The invention also provides an expression vector which contains the nucleotide molecule for coding the monoclonal antibody.

The invention also provides a host cell containing the expression vector.

The invention also provides a pharmaceutical composition, which comprises the monoclonal antibody and a pharmaceutically acceptable carrier.

The invention also provides a kit comprising the monoclonal antibody.
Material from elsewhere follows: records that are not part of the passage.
Issue #2478, opened 2023-03-03
automatic debug data collection without running the system out of space


davepacheco:
This ticket covers minimum target work required to (1) make sure we have basic debug data collected on all systems, while (2) not putting system availability at risk (by filling up important ZFS datasets or the pool itself).  This came out of a recorded discussion on 2023-03-03.

- [x] Make sure that on each sled we create a "debug" ZFS dataset, probably on one U.2 device, that will store crash dumps, core files, log files, and potentially other regularly-collected data.  Determine (as a matter of policy) how large we're willing to let it get and assign that as its quota.  (I assume this will be Sled Agent that does this but I'm not sure.)  (Optional: create separate child datasets for core files, dumps, logs, etc. so that we can control their quotas separately [so that a flurry of crash dumps doesn't starve log files or vice versa].)
- [x] Set up a dump device (Sled Agent?)
- [x] Configure dumpadm to save crash dumps in that dataset.  (Sled Agent?)
- [x] Configure coreadm to save core dumps in that dataset.  (Sled Agent?)
- [x] Configure cron + logadm in all control plane zones to rotate all log files in the zone into some known location.  (Probably part of the image build.)
- [x] Configure cron + logadm in the global zone to rotate all log files into the "debug" dataset. (Sled Agent? Host OS image?)
- [x] Update Sled Agent to manage the storage in the "debug" dataset according to some policy, which will presumably start very simply (e.g., delete the oldest files in the dataset until free space in the dataset reaches a watermark like 20%)

There are some known limitations of this: most notably that files are not replicated across multiple devices. Failure of the wrong U.2 (or removal from the system) means we lose the debug data from that system.  This can be mitigated in future work (e.g., by copying them to a second dataset on another pool, or copying them into some intra-rack storage system, etc.).

It's conceivable that we ship an MVP without this, but it's a pretty big risk.  Either we don't manage the storage (in which case we risk running out of disk space and disrupting service) or we turn off all these sources of data (in which case we'll have a pretty hard time fixing anything).

jclulow:
Note that in addition to configuring the dump directory it will probably be necessary to run `savecore` with appropriate arguments, to check the dump device for an existing dump and save it out.  There is also the question of which M.2 we use for dumping (is it the BSU from which we booted?) and then how and whether to check the _other_ BSU for a prior dump we have not yet extracted.

wesolows:
[...]

Issue #2450, opened 2023-02-28
[sled agent] every gimlet should have a dump device


morlandi7:
Placeholder Per the Host OS meeting 2/28/2023, sled agent should handle dumps

smklein:
See: https://github.com/oxidecomputer/omicron/issues/2478 for much more detail - it's fine for this issue to track the dump device management subcomponent

PR #3586, opened 2023-07-13
sled-agent: Setup dump dev on M.2, savecore to U.2

lifning:
Each time the sled-agent upserts a new disk, it enumerates every disk it knows about. If an M.2 is found, it runs dumpadm(8) to set it as the dump device. If a U.2 is *also* found, it has dumpadm(8) invoke savecore(8) to save the previous dump on the M.2, if any, to an encrypted zvol on the U.2, and mark the dump slice as empty.

This is a bit of a kludge due to savecore(8) not yet exposing a clear way to save-and-clear a dump *partition* other than the one configured system-wide by dumpadm. While redundant, this is for our purposes idempotent - as long as *any* M.2 is configured, dumps have a place to go, and as long as any U.2 is present, we will attempt to save any yet-unsaved kernel core dumps on all known M.2s to it.

(see RFD 118 for details of partition layout) (#2450, #2478)

### DIFF
--- a/illumos-utils/src/dumpadm.rs
+++ b/illumos-utils/src/dumpadm.rs
@@ -197,7 +197,11 @@ fn savecore() -> Result<Option<OsString>, DumpAdmError> {
     cmd.arg("-v");
     let out = cmd.output().map_err(DumpAdmError::ExecSavecore)?;
     if out.status.success() {
-        Ok(Some(OsString::from_vec(out.stdout)))
+        if out.stdout.is_empty() {
+            Ok(None)
+        } else {
+            Ok(Some(OsString::from_vec(out.stdout)))
+        }
     } else {
         Err(DumpAdmError::SavecoreFailure(OsString::from_vec(out.stderr)))
     }
--- a/illumos-utils/src/dumpadm.rs
+++ b/illumos-utils/src/dumpadm.rs
@@ -30,6 +30,12 @@ pub enum DumpHdrError {
     InvalidVersion(u32),
 }
 
+/// Returns Ok(true) if the given block device contains a dump that needs to
+/// be savecore'd, Ok(false) if the given block device contains a dump that's
+/// already been savecore'd, Err(DumpHdrError::InvalidMagic) if there's never
+/// been a core written there at all, Err(DumpHdrError::InvalidVersion) if the
+/// dumphdr isn't the one we know how to handle (10), or other variants of
+/// DumpHdrError if there are I/O failures while reading the block device.
 pub fn dump_flag_is_valid(
     dump_slice: &Utf8PathBuf,
 ) -> Result<bool, DumpHdrError> {
@@ -101,6 +107,12 @@ pub enum DumpAdmError {
     ExecSavecore(std::io::Error),
 }
 
+/// Invokes `dumpadm(8)` to configure the kernel to dump core into the given
+/// `dump_slice` block device in the event of a panic. If a core is already
+/// present in that block device, and a `savecore_dir` is provided, this
+/// function also invokes `savecore(8)` to save it into that directory.
+/// On success, returns Ok(Some(stdout)) if `savecore(8)` was invoked, or
+/// Ok(None) if it wasn't.
 pub fn dumpadm(
     dump_slice: &Utf8PathBuf,
     savecore_dir: Option<&Utf8PathBuf>,
@@ -118,17 +130,20 @@ pub fn dumpadm(
     // Compress crash dumps:
     cmd.arg("-z").arg("on");
 
+    // Do not run savecore(8) automatically on boot (irrelevant anyhow, as the
+    // config file being mutated by dumpadm won't survive reboots on gimlets).
+    // The sled-agent will invoke it manually instead.
+    cmd.arg("-n");
+
     if let Some(savecore_dir) = savecore_dir {
         // Run savecore(8) to place the existing contents of dump_slice (if
         // any) into savecore_dir, and clear the presence flag.
         cmd.arg("-s").arg(savecore_dir);
     } else {
-        // Do not run savecore(8) automatically...
-        cmd.arg("-n");
-
-        // ...but do create and use a tmpfs path (rather than the default
-        // location under /var/crash, which is in the ramdisk pool), because
-        // dumpadm refuses to do what we ask otherwise.
+        // if we don't have a savecore destination yet, still create and use
+        // a tmpfs path (rather than the default location under /var/crash,
+        // which is in the ramdisk pool), because dumpadm refuses to do what
+        // we ask otherwise.
         let tmp_crash = "/tmp/crash";
         std::fs::create_dir_all(tmp_crash).map_err(DumpAdmError::Mkdir)?;
 
@@ -139,7 +154,9 @@ pub fn dumpadm(
 
     match out.status.code() {
         Some(0) => {
+            // do we have a destination for the saved dump
             if savecore_dir.is_some() {
+                // and does the dump slice have one to save off
                 if let Ok(true) = dump_flag_is_valid(dump_slice) {
                     return savecore();
                 }
@@ -166,13 +183,14 @@ pub fn dumpadm(
 
 // invokes savecore(8) according to the system-wide config set by dumpadm.
 // savecore(8) creates a file in the savecore directory called `vmdump.<n>`,
-// where `<n>` is the number in the neighboring plaintext file called `bounds`.
+// where `<n>` is the number in the neighboring plaintext file called `bounds`,
+// or 0 if the file doesn't exist.
 // if savecore(8) successfully copies the data from the dump slice to the
 // vmdump file, it clears the "valid" flag in the dump slice's header and
 // increments the number in `bounds` by 1.
 // in the event that savecore(8) terminates before it finishes copying the
 // dump, the incomplete dump will remain in the target directory, but the next
-// invocation will overwrite it.
+// invocation will overwrite it, because `bounds` wasn't created/incremented.
 fn savecore() -> Result<Option<OsString>, DumpAdmError> {
     let mut cmd = Command::new(SAVECORE);
     cmd.env_clear();
--- a/illumos-utils/src/dumpadm.rs
+++ b/illumos-utils/src/dumpadm.rs
@@ -1,0 +1,186 @@
+use byteorder::{LittleEndian, ReadBytesExt};
+use camino::Utf8PathBuf;
+use std::ffi::OsString;
+use std::fs::File;
+use std::io::{Seek, SeekFrom};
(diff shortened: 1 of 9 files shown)


jclulow:
FYI: I have turned off the `site/compliance/dump` service by default as of https://github.com/oxidecomputer/helios/commit/811f89cdcf2d971dac4e98924cb19b6684364648 which should mean that nothing from the OS image is doing anything with `dumpadm` or `savecore`.  There should be no need to deal with the crash dump directory `pilot` might have created in the past, etc, as that should never end up existing on production systems.

Let me know if you need something else there!

jclulow:
FYI: adjacent relevant follow-up fix I have made to Helios: https://github.com/oxidecomputer/helios/commit/6cc29f68ef7917482ab8a354a209da84ac366079

illumos-utils/src/dumpadm.rs
```diff
@@ -0,0 +1,177 @@
...
+
+    let out = cmd.output().map_err(DumpAdmError::ExecDumpadm)?;
+
+    match out.status.code() {
+        Some(0) => {
+            if savecore_dir.is_some() {
+                if let Ok(true) = dump_flag_is_valid(dump_slice) {
+                    return savecore();
+                }
+            }
```
smklein, line 146: Are these conditionals basically "have we just noticed that a dump already exists on this slice, ready for extraction via savecore?"

sled-agent/src/storage/dump_setup.rs
```diff
@@ -0,0 +1,153 @@
...
+use omicron_common::disk::DiskIdentity;
+use sled_hardware::DiskVariant;
+use slog::Logger;
+use std::collections::HashMap;
+use std::sync::Arc;
+use tokio::sync::MutexGuard;
+
+#[derive(Default)]
+pub struct DumpSetup {
+    savecore_lock: Arc<std::sync::Mutex<()>>,
```
smklein, line 13: Since this lock is particularly opt-in, can we document what it's doing? Looks like "preventing us from running savecore concurrently", right?

sled-agent/src/storage/dump_setup.rs
```diff
@@ -0,0 +1,153 @@
...
+}
+
+impl DumpSetup {
+    pub(crate) async fn poll_dumpdev_setup(
```
smklein, line 17: Nitpick: Maybe `update_dumpev_setup`? Calling this `poll` feels a bit misleading, since it's updating state, not querying for a result.

illumos-utils/src/dumpadm.rs
```diff
@@ -0,0 +1,177 @@
...
+        f.read_u32::<LittleEndian>().map_err(DumpHdrError::ReadMagic)?;
+    if magic != DUMP_MAGIC {
+        return Err(DumpHdrError::InvalidMagic(magic));
+    }
+
+    let version =
+        f.read_u32::<LittleEndian>().map_err(DumpHdrError::ReadVersion)?;
+    if version != DUMP_VERSION {
+        return Err(DumpHdrError::InvalidVersion(version));
+    }
```
iliana, line 65: Is the point of checking the version that the flag semantics might change in the future? I am curious how often `dump_version` changes and whether this check is asking for trouble in the future.

sled-agent/src/storage/dump_setup.rs
```diff
@@ -0,0 +1,153 @@
...
+        &self,
+        disks: &mut MutexGuard<'_, HashMap<DiskIdentity, DiskWrapper>>,
+        log: Logger,
+    ) {
+        let mut dump_slices = Vec::new();
```
smklein, line 22: Not a major issue, but it feels a little wasteful to call this and re-calculate all state for all disks when we're only actually inserting one disk at a time. We do have the `DumpSetup` struct; we could keep a cache of all the information we need?

(Not a blocker for this PR though, the only difference here is a minor efficiency difference)

illumos-utils/src/dumpadm.rs
```diff
@@ -0,0 +1,186 @@
...
+
+// invokes savecore(8) according to the system-wide config set by dumpadm.
+// savecore(8) creates a file in the savecore directory called `vmdump.<n>`,
+// where `<n>` is the number in the neighboring plaintext file called `bounds`.
+// if savecore(8) successfully copies the data from the dump slice to the
+// vmdump file, it clears the "valid" flag in the dump slice's header and
+// increments the number in `bounds` by 1.
+// in the event that savecore(8) terminates before it finishes copying the
+// dump, the incomplete dump will remain in the target directory, but the next
+// invocation will overwrite it.
```
smklein, line 175: Gotcha, so `bounds` is like, "the last successful savecore iteration." seems like this overwrite behavior is kinda what we want then, eh?

sled-agent/src/storage/dump_setup.rs
```diff
@@ -0,0 +1,153 @@
...
+                    ) {
+                        Ok(true) => {
+                            debug!(log, "Dump slice {dump_slice:?} appears to have a valid header; will attempt to savecore to {mountpoint:?}");
+                        }
+                        Ok(false) => {
+                            info!(log, "Dump slice {dump_slice:?} appears to have already been saved");
+                        }
+                        Err(err) => {
+                            debug!(log, "Dump slice {dump_slice:?} appears to be unused: {err:?}");
+                        }
```
smklein, line 119: Should we be breaking out early in these cases? Or is the goal to map "dump slice" to "dump dir" even if no dump exists?

sled-agent/src/storage/dump_setup.rs
```diff
@@ -0,0 +1,153 @@
...
+            }
+        }
+
+        dump_slices.sort();
+        u2_dump_dirs.sort();
+
+        let savecore_lock = self.savecore_lock.clone();
+        tokio::task::spawn_blocking(move || {
+            // TODO: a more reasonable way of deduplicating the effort.
+            let _guard = savecore_lock.lock();
```
smklein, line 60: It looks like this lock exists to prevent us from running savecore concurrently, but we're configuring dumpadm in such as way that it should be running savecore on reboot, if there was a crash.

Do we risk racing between the "system-initiated savecore" and the "sled-agent-initiated savecore"?

illumos-utils/src/dumpadm.rs
```diff
@@ -0,0 +1,186 @@
...
+    ExecDumpadm(std::io::Error),
+
+    #[error("Failed to execute savecore process: {0}")]
+    ExecSavecore(std::io::Error),
+}
+
+pub fn dumpadm(
+    dump_slice: &Utf8PathBuf,
+    savecore_dir: Option<&Utf8PathBuf>,
+) -> Result<Option<OsString>, DumpAdmError> {
```
smklein, line 107: Can we document -- what's the returned string here?

illumos-utils/src/dumpadm.rs
```diff
@@ -0,0 +1,186 @@
...
+            Err(DumpAdmError::InvalidCommand(args, stderr))
+        }
+        Some(n) => Err(DumpAdmError::UnexpectedExitCode(n)),
+        None => Err(DumpAdmError::TerminatedBySignal),
+    }
+}
+
+// invokes savecore(8) according to the system-wide config set by dumpadm.
+// savecore(8) creates a file in the savecore directory called `vmdump.<n>`,
+// where `<n>` is the number in the neighboring plaintext file called `bounds`.
```
iliana, line 169: probably mention the default if bounds is not present (or parseable) is `0`

smklein (approved):
The integration pieces of this make sense to me, and look good!

I have some question that are 90% related to me trying to understand the savecore and dumapdm utilities.

illumos-utils/src/dumpadm.rs
```diff
@@ -0,0 +1,177 @@
...
+pub fn dumpadm(
+    dump_slice: &Utf8PathBuf,
+    savecore_dir: Option<&Utf8PathBuf>,
+) -> Result<Option<OsString>, DumpAdmError> {
+    let mut cmd = Command::new(DUMPADM);
+    cmd.env_clear();
+
+    // Include memory from the current process if there is one for the panic
+    // context, in addition to kernel memory:
+    cmd.arg("-c").arg("curproc");
```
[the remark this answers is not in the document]
iliana: `curproc` dumps more than `kernel` but less than `all`:

```
           kernel

               Kernel memory pages only.

           all

               All memory pages.

           curproc

               Kernel memory pages, and the memory pages of the process whose
               thread was currently executing on the CPU on which the crash
               dump was initiated. If the thread executing on that CPU is a
               kernel thread not associated with any user process, only kernel
               pages will be dumped.
```

sled-agent/src/storage/dump_setup.rs
lifning: there's no system-initiated savecore at boot time, actually! i need to change the flags here to be more clear about that. at boot-time, our system has no configured dump slice until sled-agent sets one, and so won't ever invoke savecore by itself.

illumos-utils/src/dumpadm.rs
```diff
@@ -0,0 +1,177 @@
...
+        cmd.arg("-s").arg(savecore_dir);
+    } else {
+        // Do not run savecore(8) automatically...
+        cmd.arg("-n");
+
+        // ...but do create and use a tmpfs path (rather than the default
+        // location under /var/crash, which is in the ramdisk pool), because
+        // dumpadm refuses to do what we ask otherwise.
+        let tmp_crash = "/tmp/crash";
+        std::fs::create_dir_all(tmp_crash).map_err(DumpAdmError::Mkdir)?;
```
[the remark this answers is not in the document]
lifning: dumpadm doesn't like it if the configured savecore directory doesn't exist, so we're making sure it does (even though we're not using it in this case)

sled-agent/src/storage/dump_setup.rs
lifning: yeah, that's what i'm thinking for a cleaner follow-up, the thought behind what's here now is "get dumps configured at all, these machines can probably handle counting to 10 redundantly a few times at startup for now"

sled-agent/src/storage/dump_setup.rs
lifning: on the contrary, in these cases we definitely want to configure the system to use the dump slice, as there's nothing important there to worry about overwriting

illumos-utils/src/dumpadm.rs
lifning: yeah. i'm operating under the assumption that the position and semantics of the magic number and the version are stable, and that everything else may change if the version changes. ideally (and i've mentioned as much to rm) we wouldn't have any such version-sensitivity and this function would be replaced by shelling out to some kind of `savecore --tell-me-if-there-is-one=/on/this/slice`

The invention also provides application of the humanized anti-avian influenza neuraminidase monoclonal antibody in-vitro antigen recognition and/or virus neutralization.

Has the advantages that:

fc fragment receptors of the avian IgY antibodies are widely distributed on the surfaces of antigen presenting cells such as DC cells, B cells, macrophages and the like, and assist the IgY in presenting antigens in humoral immunity. In addition, the Fc fragment receptor of the avian IgY antibody may also mediate maternal antibodies into the chick embryo. Therefore, the invention uses the Fc fragment of the chicken IgY antibody to replace the Fc fragment of the murine IgG antibody, constructs the humanized anti-avian influenza neuraminidase antibody and provides the humanized antibody which can be applied to passive immunization of chicken. Meanwhile, the method can be used for developing similar antibody of chicken source anti-other viruses such as chicken Newcastle disease virus, infectious bronchitis virus, chicken infectious bursal disease virus and the like, and is used for preventing corresponding epidemic diseases and the like.

Drawings

FIG. 1 is an electrophoresis diagram of Sac I and Nhe I double digestion products of a positive clone of an expression antibody light chain plasmid;

FIG. 2 is an electrophoresis diagram of Sac I and Nhe I double digestion products of a recombinant heavy chain plasmid positive clone expressing a humanized anti-avian influenza neuraminidase antibody;

FIG. 3 shows the results of IFA with the co-transfected supernatant as primary antibody;

FIG. 4 is the result of in vitro neutralization of H9N2 avian influenza virus by a humanized anti-avian influenza neuraminidase antibody, FabchFc.

Detailed Description

The embodiments of the present invention will be described in further detail with reference to the drawings and examples. The following examples are intended to illustrate the invention but are not intended to limit the scope of the invention.

All the following examples use the Fab gene of the anti-H9N 2 avian influenza virus neuraminidase monoclonal antibody 1G8 as the object of chimeric antibody modification.